> _DATA RECORDS_
-*-

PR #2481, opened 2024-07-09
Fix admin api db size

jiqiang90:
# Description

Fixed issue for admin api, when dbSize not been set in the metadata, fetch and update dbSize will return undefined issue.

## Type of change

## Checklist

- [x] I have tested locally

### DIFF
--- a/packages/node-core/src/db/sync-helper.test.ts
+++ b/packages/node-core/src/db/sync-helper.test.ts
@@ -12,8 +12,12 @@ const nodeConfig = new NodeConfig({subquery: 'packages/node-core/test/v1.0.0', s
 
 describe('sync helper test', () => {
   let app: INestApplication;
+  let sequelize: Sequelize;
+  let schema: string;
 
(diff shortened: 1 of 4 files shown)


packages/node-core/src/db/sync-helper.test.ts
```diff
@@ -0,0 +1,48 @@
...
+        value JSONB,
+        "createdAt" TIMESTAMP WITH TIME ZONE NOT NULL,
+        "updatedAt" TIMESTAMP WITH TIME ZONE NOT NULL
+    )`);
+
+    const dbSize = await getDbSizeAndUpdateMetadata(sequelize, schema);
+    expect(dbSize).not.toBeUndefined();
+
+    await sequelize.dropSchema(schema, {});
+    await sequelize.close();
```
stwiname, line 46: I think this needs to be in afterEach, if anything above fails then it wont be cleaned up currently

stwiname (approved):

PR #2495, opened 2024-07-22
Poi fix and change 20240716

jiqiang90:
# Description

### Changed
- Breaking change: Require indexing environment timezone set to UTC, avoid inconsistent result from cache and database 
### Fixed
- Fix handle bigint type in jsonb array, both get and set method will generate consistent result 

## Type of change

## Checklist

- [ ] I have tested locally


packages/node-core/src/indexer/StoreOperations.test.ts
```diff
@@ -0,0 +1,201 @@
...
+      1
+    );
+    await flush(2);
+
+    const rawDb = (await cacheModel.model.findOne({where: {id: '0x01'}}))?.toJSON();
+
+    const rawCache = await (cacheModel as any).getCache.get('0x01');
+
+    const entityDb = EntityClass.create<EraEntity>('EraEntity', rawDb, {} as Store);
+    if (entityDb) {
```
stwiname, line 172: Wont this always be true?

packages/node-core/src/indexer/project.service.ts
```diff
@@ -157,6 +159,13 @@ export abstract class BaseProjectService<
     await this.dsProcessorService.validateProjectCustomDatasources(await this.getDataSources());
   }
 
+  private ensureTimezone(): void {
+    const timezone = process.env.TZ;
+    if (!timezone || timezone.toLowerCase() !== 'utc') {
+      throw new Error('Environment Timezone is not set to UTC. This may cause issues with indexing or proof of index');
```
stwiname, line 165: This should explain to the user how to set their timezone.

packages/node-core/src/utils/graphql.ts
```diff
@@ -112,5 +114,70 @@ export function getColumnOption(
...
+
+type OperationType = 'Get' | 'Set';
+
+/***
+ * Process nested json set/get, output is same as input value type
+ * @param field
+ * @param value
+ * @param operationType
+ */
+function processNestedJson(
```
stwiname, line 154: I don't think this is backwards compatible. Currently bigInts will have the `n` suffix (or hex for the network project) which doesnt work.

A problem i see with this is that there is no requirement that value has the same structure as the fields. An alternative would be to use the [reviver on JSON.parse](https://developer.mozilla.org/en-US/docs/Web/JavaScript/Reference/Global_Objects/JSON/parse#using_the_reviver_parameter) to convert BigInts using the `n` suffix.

-*-

> _REQUIRED WORK_
Your task is to output the full set of records exactly as presented.

> _SOLUTION_
PR #2481, opened 2024-07-09
Fix admin api db size

jiqiang90:
# Description

Fixed issue for admin api, when dbSize not been set in the metadata, fetch and update dbSize will return undefined issue.

## Type of change

## Checklist

- [x] I have tested locally

### DIFF
--- a/packages/node-core/src/db/sync-helper.test.ts
+++ b/packages/node-core/src/db/sync-helper.test.ts
@@ -12,8 +12,12 @@ const nodeConfig = new NodeConfig({subquery: 'packages/node-core/test/v1.0.0', s
 
 describe('sync helper test', () => {
   let app: INestApplication;
+  let sequelize: Sequelize;
+  let schema: string;
 
(diff shortened: 1 of 4 files shown)


packages/node-core/src/db/sync-helper.test.ts
```diff
@@ -0,0 +1,48 @@
...
+        value JSONB,
+        "createdAt" TIMESTAMP WITH TIME ZONE NOT NULL,
+        "updatedAt" TIMESTAMP WITH TIME ZONE NOT NULL
+    )`);
+
+    const dbSize = await getDbSizeAndUpdateMetadata(sequelize, schema);
+    expect(dbSize).not.toBeUndefined();
+
+    await sequelize.dropSchema(schema, {});
+    await sequelize.close();
```
stwiname, line 46: I think this needs to be in afterEach, if anything above fails then it wont be cleaned up currently

stwiname (approved):

PR #2495, opened 2024-07-22
Poi fix and change 20240716

jiqiang90:
# Description

### Changed
- Breaking change: Require indexing environment timezone set to UTC, avoid inconsistent result from cache and database 
### Fixed
- Fix handle bigint type in jsonb array, both get and set method will generate consistent result 

## Type of change

## Checklist

- [ ] I have tested locally


packages/node-core/src/indexer/StoreOperations.test.ts
```diff
@@ -0,0 +1,201 @@
...
+      1
+    );
+    await flush(2);
+
+    const rawDb = (await cacheModel.model.findOne({where: {id: '0x01'}}))?.toJSON();
+
+    const rawCache = await (cacheModel as any).getCache.get('0x01');
+
+    const entityDb = EntityClass.create<EraEntity>('EraEntity', rawDb, {} as Store);
+    if (entityDb) {
```
stwiname, line 172: Wont this always be true?

packages/node-core/src/indexer/project.service.ts
```diff
@@ -157,6 +159,13 @@ export abstract class BaseProjectService<
     await this.dsProcessorService.validateProjectCustomDatasources(await this.getDataSources());
   }
 
+  private ensureTimezone(): void {
+    const timezone = process.env.TZ;
+    if (!timezone || timezone.toLowerCase() !== 'utc') {
+      throw new Error('Environment Timezone is not set to UTC. This may cause issues with indexing or proof of index');
```
stwiname, line 165: This should explain to the user how to set their timezone.

packages/node-core/src/utils/graphql.ts
```diff
@@ -112,5 +114,70 @@ export function getColumnOption(
...
+
+type OperationType = 'Get' | 'Set';
+
+/***
+ * Process nested json set/get, output is same as input value type
+ * @param field
+ * @param value
+ * @param operationType
+ */
+function processNestedJson(
```
stwiname, line 154: I don't think this is backwards compatible. Currently bigInts will have the `n` suffix (or hex for the network project) which doesnt work.

A problem i see with this is that there is no requirement that value has the same structure as the fields. An alternative would be to use the [reviver on JSON.parse](https://developer.mozilla.org/en-US/docs/Web/JavaScript/Reference/Global_Objects/JSON/parse#using_the_reviver_parameter) to convert BigInts using the `n` suffix.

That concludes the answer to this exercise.